En Baltimore hay más cosas pero todas se hacen sombra el día de resplandor de los restos de la clase trabajadora reconvertida en su propio espectáculo, no en alguno ajeno. Aquí vivió Poe, cuyo bicentenario se celebra este año, escribió, se casó con su prima Virginia Clemm, de 13 años, murió y tiene tumba y museo propios. El Dr. Hannibal Lecter trabajó y fue sentenciado a nueve cadenas perpetuas en el Hospital Forense del Estado. La serie policiaca para televisión The Wire transcurre también aquí. La cerveza Resurrection compensa con creces excesos culturales pero es difícil de encontrar.
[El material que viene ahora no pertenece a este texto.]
PR #78, opened 2021-12-29
add new fields for separate API keys

aboedo:
Opening up as a draft to get feedback. 

This adds separate fields for API keys. 
It doesn't remove the old field, but instead marks it as deprecated. 

Notes: 
- the deprecated field will show up as a build warning, but no warnings show up in the editor. So I added the word `deprecated` to its name. 
- I'm automatically switching which field to use based on the current platform. We don't do this for other platforms, but usually you'd get a chance to select which API key you're using in code, and in Unity this is done via editor.
- I renamed the old field but also added a `FormerlySerializedAs` attribute, which will ensure existing projects won't break, since references to the old field will continue to work. 

Screen Shot 2021-12-29 at 5 54 20 PM

[sc-12104]

### DIFF
--- a/RevenueCat/Scripts/Purchases.cs
+++ b/RevenueCat/Scripts/Purchases.cs
@@ -1,4 +1,5 @@
 using UnityEngine;
+using UnityEngine.Serialization;
 using System;
 using System.Collections.Generic;
 using RevenueCat.SimpleJSON;
@@ -41,9 +42,21 @@ public partial class Purchases : MonoBehaviour
     /// </summary>
     public delegate void GetPaymentDiscountFunc(PaymentDiscount paymentDiscount, Error error);
 
-    [Tooltip("Your RevenueCat API Key. Get from https://app.revenuecat.com/")]
+    [FormerlySerializedAs("revenueCatAPIKey")]
+    [ObsoleteAttribute("This property is obsolete. Use revenueCatAPIKeyIOS and revenueCatAPIKeyAndroid instead.", false)]
+    [Tooltip("(DEPRECATED) RevenueCat API Key. Get from https://app.revenuecat.com/. " +
+             "This property is obsolete. " +
+             "Use revenueCatAPIKeyIOS and revenueCatAPIKeyAndroid instead.")]
     // ReSharper disable once InconsistentNaming
-    public string revenueCatAPIKey;
+    public string deprecatedLegacyRevenueCatAPIKey;
+
+    [Tooltip("RevenueCat API Key specifically for iOS. Get from https://app.revenuecat.com/")]
+    // ReSharper disable once InconsistentNaming
+    public string revenueCatAPIKeyIOS;
+
+    [Tooltip("RevenueCat API Key specifically for Android. Get from https://app.revenuecat.com/")]
+    // ReSharper disable once InconsistentNaming
+    public string revenueCatAPIKeyAndroid;
 
     [Tooltip(
         "App user id. Pass in your own ID if your app has accounts. If blank, RevenueCat will generate a user ID for you.")]
@@ -88,7 +101,16 @@ public partial class Purchases : MonoBehaviour
     // Call this if you want to reset with a new user id
     private void Setup(string newUserId)
     {
-        _wrapper.Setup(gameObject.name, revenueCatAPIKey, newUserId, observerMode, userDefaultsSuiteName);
+        var apiKey = deprecatedLegacyRevenueCatAPIKey;
+        if (String.IsNullOrEmpty(apiKey))
+        {
+            if (Application.platform == RuntimePlatform.IPhonePlayer)
+                apiKey = revenueCatAPIKeyIOS;
+            else if (Application.platform == RuntimePlatform.Android)
+                apiKey = revenueCatAPIKeyAndroid;
+        }
+        
+        _wrapper.Setup(gameObject.name, apiKey, newUserId, observerMode, userDefaultsSuiteName);
     }
 
     private GetProductsFunc ProductsCallback { get; set; }
--- a/RevenueCat/Scripts/Purchases.cs
+++ b/RevenueCat/Scripts/Purchases.cs
@@ -43,10 +43,10 @@ public partial class Purchases : MonoBehaviour
     public delegate void GetPaymentDiscountFunc(PaymentDiscount paymentDiscount, Error error);
 
     [FormerlySerializedAs("revenueCatAPIKey")]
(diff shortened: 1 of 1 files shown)


RevenueCat/Scripts/Purchases.cs
```diff
@@ -88,7 +101,16 @@ private void Start()
     // Call this if you want to reset with a new user id
     private void Setup(string newUserId)
     {
-        _wrapper.Setup(gameObject.name, revenueCatAPIKey, newUserId, observerMode, userDefaultsSuiteName);
+        var apiKey = deprecatedLegacyRevenueCatAPIKey;
+        if (String.IsNullOrEmpty(apiKey))
+        {
+            if (Application.platform == RuntimePlatform.IPhonePlayer)
```
NachoSoto, line 107: I wonder if this should take precedence over `deprecatedLegacyRevenueCatAPIKey`? So only check that iff `revenueCatAPIKeyIOS` or `revenueCatAPIKeyAndroid` aren't defined?

NachoSoto (commented):
Nice!!

RevenueCat/Scripts/Purchases.cs
```diff
@@ -41,9 +42,21 @@ public partial class Purchases : MonoBehaviour
...
+    [Tooltip("(DEPRECATED) RevenueCat API Key. Get from https://app.revenuecat.com/. " +
+             "This property is obsolete. " +
+             "Use revenueCatAPIKeyIOS and revenueCatAPIKeyAndroid instead.")]
     // ReSharper disable once InconsistentNaming
-    public string revenueCatAPIKey;
+    public string deprecatedLegacyRevenueCatAPIKey;
+
+    [Tooltip("RevenueCat API Key specifically for iOS. Get from https://app.revenuecat.com/")]
+    // ReSharper disable once InconsistentNaming
+    public string revenueCatAPIKeyIOS;
```
beylmk, line 55: maybe we should name these `revenueCatAPIKeyApple`/`Google`, since the apple one doesn't have to be ios?

RevenueCat/Scripts/Purchases.cs
```diff
@@ -41,9 +42,21 @@ public partial class Purchases : MonoBehaviour
     /// </summary>
     public delegate void GetPaymentDiscountFunc(PaymentDiscount paymentDiscount, Error error);
 
-    [Tooltip("Your RevenueCat API Key. Get from https://app.revenuecat.com/")]
+    [FormerlySerializedAs("revenueCatAPIKey")]
+    [ObsoleteAttribute("This property is obsolete. Use revenueCatAPIKeyIOS and revenueCatAPIKeyAndroid instead.", false)]
+    [Tooltip("(DEPRECATED) RevenueCat API Key. Get from https://app.revenuecat.com/. " +
```
beylmk, line 47: might be good to add that legacy keys will continue working

RevenueCat/Scripts/Purchases.cs
beylmk, line 107: does unity not support other apple platforms?

RevenueCat/Scripts/Purchases.cs
```diff
@@ -88,7 +101,16 @@ private void Start()
     // Call this if you want to reset with a new user id
```
beylmk, line 101: is that comment still valid? wouldn't that be login now? i see this is private anyway but might be confusing

RevenueCat/Scripts/Purchases.cs
vegaro: We don't support MacOS at the moment. But I think the app could be built for MacOS using Catalyst and use the same API Key right?

RevenueCat/Scripts/Purchases.cs
```diff
@@ -88,7 +101,16 @@ private void Start()
...
     private void Setup(string newUserId)
     {
-        _wrapper.Setup(gameObject.name, revenueCatAPIKey, newUserId, observerMode, userDefaultsSuiteName);
+        var apiKey = deprecatedLegacyRevenueCatAPIKey;
+        if (String.IsNullOrEmpty(apiKey))
+        {
+            if (Application.platform == RuntimePlatform.IPhonePlayer)
+                apiKey = revenueCatAPIKeyIOS;
+            else if (Application.platform == RuntimePlatform.Android)
+                apiKey = revenueCatAPIKeyAndroid;
```
vegaro, line 110: When adding Amazon we can check if `useAmazon` is true here and use its API Key.

vegaro (approved):

RevenueCat/Scripts/Purchases.cs
aboedo: good idea. I'd started with `iOS` since we don't support macOS for Unity, but consistency with the dashboard is a great argument

RevenueCat/Scripts/Purchases.cs
aboedo: good call

RevenueCat/Scripts/Purchases.cs
aboedo: I believe Unity doesn't support Catalyst. 
@vegaro do you recall if there's a strong reason we don't support macOS? From our perspective, it shouldn't really matter if you're running macOS or not, right?

aboedo: happy to update this line to also include macOS, since it can't hurt

RevenueCat/Scripts/Purchases.cs
aboedo: I don't think we should tell folks to call setup again! That might be reeeeally outdated, you should be calling `reset` in old SDKs and `logOut` in newer ones, but never setup. Great catch!

RevenueCat/Scripts/Purchases.cs
jefago: 💯 on `Google` because we support other Android stores

RevenueCat/Scripts/Purchases.cs
vegaro: I explored it in the past and we can't reuse our current iOS code. I actually started writing the code to support it and hit a wall that I don't remember so I reverted the changes. This was back when I was by myself and didn't have much Apple platforms experience. https://docs.unity3d.com/Manual/PluginsForDesktop.html

RevenueCat/Scripts/Purchases.cs
aboedo: updated!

Al final queda el poso de las oleadas de trabajadores inmigrantes con lenguas tan diversas que obligaban a Paula Rachtleff, veterana del barrio de Fell’s Point, a aprender cinco idiomas para poder jugar en la calle cuando era niña. Y los sucesivos muelles, astilleros, fábricas textiles, cierres, despidos, miseria y esplendor que se resumen con lealtad alegre en Miss Hon, John Waters y Divine.